Week after week, I’d knock on their door and find them after they taught, show up to their parties (I can be a real pain in the ass!) and eventually we’d talk and keep talking. If we got through enough of our ideological disagreements, what remained at the heart of their opposition to the union was a fear of retribution by their advisors (whether those advisors were radical, liberal, or conservative didn’t seem to matter all that much).  And as people wrestled with this fear, the next question they faced was whether or not joining the union, signing a public petition, or going on strike was worth all that risk.  Fear and hopelessness.

I failed a lot.  But not always.   I met with one guy—still a good friend—every week for months and months before he finally signed his union card.  After he joined, it took me another six months to get him on the organizing committee and after that, he and I walked two picket lines together.

Another guy was a leftish libertarian type. It took me weeks and weeks to get him to even come to the strike vote.  Over the course of our conversations, he would get up, storm off, yell at me, and once he even threatened to hit me.  I never got him to vote yes – he showed up, loudly voted no, but he still went on strike.  And, when he did, he wrote on the biggest picket sign he could find: I VOTED NO.  I’M STILL ON STRIKE.

That’s solidarity—and that’s what scares the bosses.  And it’s an example that what matters is not always winning the argument, but building relationships of solidarity capable of overcoming the fear and hopelessness that prevent people from taking collective action.

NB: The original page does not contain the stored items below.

PR #381, opened 2015-02-01
Add a few more tests for lower bounds of binaries

tkelman:
OS some bugs with the combination of binary variables and bounds. Thanks for having the tests that identified the bug. This adds the same check but for lower bounds, which OS wasn't doing anything about but it should be.


joehuchette:
Thanks!

PR #384, opened 2015-02-06
Pass on kwargs to solve hook

IainNZ:
This is pretty essential to make JuMPeR work as it is right now. Without this I'll need to have some option-setting lines before the solve, which doesn't feel good.
If this is OK, can it be v0.7.5?

### DIFF
--- a/src/solvers.jl
+++ b/src/solvers.jl
@@ -1,6 +1,6 @@
-function solve(m::Model; suppress_warnings=false, ignore_solve_hook=(m.solvehook==nothing))
+function solve(m::Model; suppress_warnings=false, ignore_solve_hook=(m.solvehook==nothing), kwargs...)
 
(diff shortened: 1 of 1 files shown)


mlubin:
LGTM.

joehuchette:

The challenge here is to think about how you would get that person in your workplace, the one who lives down the street, or your pro-life, gun-toting red meat Republican brother-in law—in short the least likely candidates for radical collective action—and get that person to join you.  What would you say to that person? How would you move that person? Given the enormity of what we are up against, a whole lot of that sort of work is going to have to happen—regardless of any critique of the Democratic Party or the current leadership of the labor movement.

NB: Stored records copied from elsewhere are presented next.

PR #388, opened 2015-02-10
[RFC] Add info callback and refactor callback code

joehuchette:
Adds informational callback through the standard interface. Also refactors the callback handling code to allow multiple callbacks to be registered; it is the responsibility of the solver to handle multiple callbacks added to the same model. Thoughts? Maybe it's better to merge together the callbacks at the JuMP level.

cc @mlubin @IainNZ

### DIFF
--- a/NEWS.md
+++ b/NEWS.md
@@ -1,6 +1,13 @@
 JuMP release notes
 ==================
 
+Unversioned
+-----------
+
+  * **Breaking change**: ``set___Callback`` family deprecated in favor of ``add___Callback``.
+  * Multiple callbacks of the same type can be registered.
+  * Added support for informational callbacks via ``addInfoCallback``.
+
 Version 0.7.4 (February 4, 2015)
 --------------------------------
 
--- a/doc/callbacks.rst
+++ b/doc/callbacks.rst
@@ -280,6 +280,32 @@ including::
     cbgetstate(cb)
 
 
+Informational Callbacks
+^^^^^^^^^^^^^^^^^^^^^^^
+
+Sometimes it can be useful to track solver progress without actually changing the algorithm by adding cuts or heuristic solutions. In these cases, informational callbacks can be added, wherein statistics can be tracked via the ``cbget`` functions discussed in the previous section. Informational callbacks are added to a JuMP model with the ``addInfoCallback(m::Model, f::Function)`` function.
+
+For a simple example, we can add a function that tracks the best bound and incumbent objective value as the solver progresses through the branch-and-bound tree::
+
+    # build model ``m`` up here
+
+    type NodeData
+        node::Int
+        obj::Float64
+        bestbound::Float64
+    end
+
+    bbdata = NodeData[]
+
+    function infocallback(cb)
+        node      = cbgetexplorednodes(cb)
+        obj       = cbgetobj(cb)
+        bestbound = cbgetbestbound(cb)
+        push!(bbdata, NodeData(node,obj,bestbound))
+    end
+    setInfoCallback(m, infocallback)
+
+
 Code Design Considerations
 ^^^^^^^^^^^^^^^^^^^^^^^^^^
 
--- a/src/JuMP.jl
+++ b/src/JuMP.jl
@@ -70,9 +70,10 @@ type Model
     solver::MathProgBase.AbstractMathProgSolver
     internalModelLoaded::Bool
     # callbacks
-    lazycallback
-    cutcallback
-    heurcallback
+    callbacks
+    # lazycallback
+    # cutcallback
+    # heurcallback
 
     # hook into a solve call...function of the form f(m::Model; kwargs...),
     # where kwargs get passed along to subsequent solve calls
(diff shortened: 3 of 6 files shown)


mlubin:
I don't think solvers should have to deal with registering multiple callbacks, that doesn't exist in any low-level solver interface. It's much easier to handle it inside JuMP.

IainNZ:
+1 to handle it at JuMP level

Also the `setXCallback` name is odd if it can lead to multiple callbacks: `addXCallback` seems natural.

joehuchette:
Ok, I'll handle it in JuMP. I agree new names would be more clear, but we'd have to deprecate the old ones and I'm pretty sure the vast majority of users won't ever add multiple callbacks. Not sure if it's worth it.

mlubin:
It's just a deprecation with a visible warning, not a breaking change, so I'd say go for it.

joehuchette:
Updated. The handling is slightly more complex than it could be, but I've been thinking about this approach for a while since it allows extensions to attach callbacks directly to JuMP without adding a solve hook.

mlubin:
A bit weird but I guess it works.
@IainNZ, is it easy to rerun the callback overhead benchmark you put together.
One thing that this PR breaks is the passing along the return status from callbacks back to the solver. This wasn't documented but could be used to exit the solver: https://github.com/JuliaOpt/Gurobi.jl/blob/8498bed9a35d3b66723fe09e0101fee2d089dd0b/src/GurobiSolverInterface.jl#L474. We should make sure this is still possible in some form.

IainNZ:
Here is the benchmark script

```julia
using JuMP
using Gurobi

function solve_sphere(N,R,c,tol)
    m = Model(solver=GurobiSolver(OutputFlag=0,MIPGap=0.01,Threads=1))
    @defVar(m, -R <= x[1:N] <= R, Int)
    @setObjective(m, Max, sum{c[i]*x[i],i=1:N})

    callbacks = 0
    function normcb(cb)
        callbacks += 1
        n = getValue(x)[:]
        # Calculate length of vector
        len = norm(n)
        # Only add constraint if this vector is outside
        # the sphere by more than the tolerance
        (len <= R + tol) && return
        # Want to add a plane that is tangent to the sphere
        # where this vector intersects the boundary of the
        # sphere. Our x is the normal of the plane, and
        # the vector intersects the boundary at (R/||n||)*n
        # So plane equation is:
        # <n,x> = <n,x_0> = <n, (R/||n||)*n> = R||n||
        @addLazyConstraint(cb, sum{n[i]*x[i],i=1:N} <= R*len)
    end
    setLazyCallback(m, normcb)

    tic()
    solve(m)
    t = toq()

    #@show getObjectiveValue(m)
    #@show norm(getValue(x)[:])
    #@show callbacks

    return t
end

# Warmup JIT
@time solve_sphere(2,100.0,[1.0,1.0],1e-6)

# Run benchmark
N = 20
R = 50.0
c = zeros(N)
for ind in 1:N
    c[ind] = ind%2==0 ? -ind^2 : ind^2
end

times = Float64[]
for run in 1:20
    @time push!(times, solve_sphere(N,R,c,1e-6))
end
@show minimum(times)
@show median(times)
@show mean(times)
```

IainNZ:
> since it allows extensions to attach callbacks directly to JuMP without adding a solve hook.

You mean like additional callbacks on top of whatever the user added?

joehuchette:
Yeah, like in CPLEX I can add methods for ``attach_callbacks(::JuMP.Model, ::CPLEXBranchCallback)`` and just have ``registercallbacks`` handle everything for me.

joehuchette:
This PR:
```
minimum(times) = 10.432456053
median(times) = 10.7896223025
mean(times) = 11.27911690735
```
JuMP master:
```
minimum(times) = 10.522120258
median(times) = 11.513886100499999
mean(times) = 11.71897603945
```

joehuchette:
Yeah, not sure what to do about the return types. FWIW there was some type instability in the lazy callback as implemented. Not sure if it really matters, but I'm seeing a speedup on this branch of ~0.5 seconds and that's the only reason I can come up with.

IainNZ:
With those times, I feel like we are pretty much at Gurobi C++, kind of neat

mlubin:
Well we could either check for a specific return value from each function and return on the first ``:Exit`` or add a method to MPB to signal an error from inside a callback.

joehuchette:
If we're just trying to help the callbacks fail gracefully, why not just encourage users to throw errors inside the callbacks themselves?

mlubin:
That makes more sense, we could put a try/catch around the callbacks and return ``:Exit`` or whatever from JuMP.

IainNZ:
Try-catch is only slow if it throws right?

mlubin:
Certainly less overhead than calling a function though an untyped object anyway.

joehuchette:
I'm not sure try/catch is the best approach, since then we also have to handle any errors the callback code itself produces (BoundsErrors, etc). I'd probably rather have a ``stopSolver(cb)`` function, rather than mess around with return values.

joehuchette:
Also, we should document the different callback states that can be returned more explicitly in MPB, since they affect code behavior.

joehuchette:
Going to merge, I'll open a separate issue for handling early exits in MPB.

NEWS.md
```diff
@@ -1,6 +1,13 @@
 JuMP release notes
 ==================
 
+Unversioned
+-----------
+
+  * **Breaking change**: ``set___Callback`` family deprecated in favor of ``add___Callback``.
```
mlubin: This isn't breaking, just prints warning.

Jay Driskell spent five years organizing for the Graduate Employees and Students Organization. He is currently assistant professor of United States history at Hood College in Frederick, Maryland. His first book, First-Class Citizens: Rights, Respectability and the Making of Modern Black Politics (currently under contract with the University of Virginia Press), traces the development of an autonomous black politics in Atlanta surrounding the fight for black public education in the early twentieth century. He lives in Silver Spring, MD.